PR #3, opened 2020-05-04
Upgrade zeroconf to 0.26.0

fabaff:
To be in sync with Home Assistant -> https://github.com/home-assistant/core/pull/35176

### DIFF
--- a/pyproject.toml
+++ b/pyproject.toml
@@ -20,7 +20,7 @@ classifiers = [
 [tool.poetry.dependencies]
 python = "^3.7"
 cryptography = "^2.8"
-zeroconf = {version = "^0.24.4", extras = ["IP"]}
+zeroconf = {version = "^0.26.0", extras = ["IP"]}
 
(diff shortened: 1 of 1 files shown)


Jc2k:
Cheers @fabaff. Is this tripping something up in HA? Wondering if there is a better version specifier I should be using than `^`. Looking at the [docs](https://python-poetry.org/docs/versions/) I had assumed`^0.24.4` should be like `>=0.24.4, <1` but reading a bit more it looks like its actually `>=0.24.4,<0.25`, which is a bit annoying 😭 

I'd be happy to change the specifier to `>=0.26.0` and then hopefully this won't require a new release every time HA wants to bump zeroconf. What do you think? The risk for homekit_controller is that zeroconf break their ABI in a future release, but I don't want to be on the critical path so it's probably a risk i'm happy to take.

If I did that i'd probably still want to bump my versions to match HA periodically, but it wouldn't be a problem for HA if i was behind.

PR #6, opened 2020-07-09
Allow using shared zeroconf

bdraco:


Jc2k:
Whoop. This areas a bit of a mess (hold overs from its roots in the previous HK library) - so i'm sorry you've had to fight with it, but super excited by the results. When the tests pass i'm happy to merge this.

My hope is that we can also actually stop causing quite so many discoveries from within aiohomekit.

The most obvious candidate for further improvement is when HA passes a device to aiohomekit that it discovered itself to aiohomekit. Right now it passes a device id and aiohomekit does its own discovery. The fact that aiohomekit needs to do its own discovery is just a throwback to the previous library that aiohomekit is based on. I didn't want to try and get an API change upstream. But HA is the only customer of this library so I really want to fix that and add some API that lets HA just pass what it found over directly without any additional discovery steps.

The other is device a discovery before connecting to a device. Right now thats needed because some devices randomly change port during the day. But we should be able to passively listen to the announcements and update the config flow when we see a port change. And maybe do a manual discovery if the first connection attempt fails.

bdraco:
Having trouble getting `isort` to agree.  Probably different versions.

bdraco:
@Jc2k I think its good to go, I'm not sure why the deploy step is failing or if it should be running for PRs??

Jc2k:
It definitely shouldn't be. Sigh. I'll look at that but for now i'm happy this is ready.

PR #7, opened 2020-07-09
Controller takes a zeroconf_instance

Jc2k:
@bdraco I thought about it some more and we didn't take into account [this](https://github.com/Jc2k/aiohomekit/blob/master/aiohomekit/controller/ip/connection.py#L530) case.

That's one of the ones that i'd like to be able to get rid of in the long run (or at least not call as often), but right now it's needed for some devices to stay working for more than a day.

The most natural way to get to the zeroconf_instance from that part of the code would be if there was a zeroconf_instance on controller i think, so thats what this PR does.

What do you think?

### DIFF
--- a/aiohomekit/controller/controller.py
+++ b/aiohomekit/controller/controller.py
@@ -40,17 +40,18 @@ class Controller(object):
     This class represents a HomeKit controller (normally your iPhone or iPad).
     """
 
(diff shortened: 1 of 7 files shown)


bdraco:
I think this is better approach since you'll always have the zeroconf instance in advance 👍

* * *

For the entries above, give only the number of lines that contain the word "connection".

[WRITTEN ANSWER] 2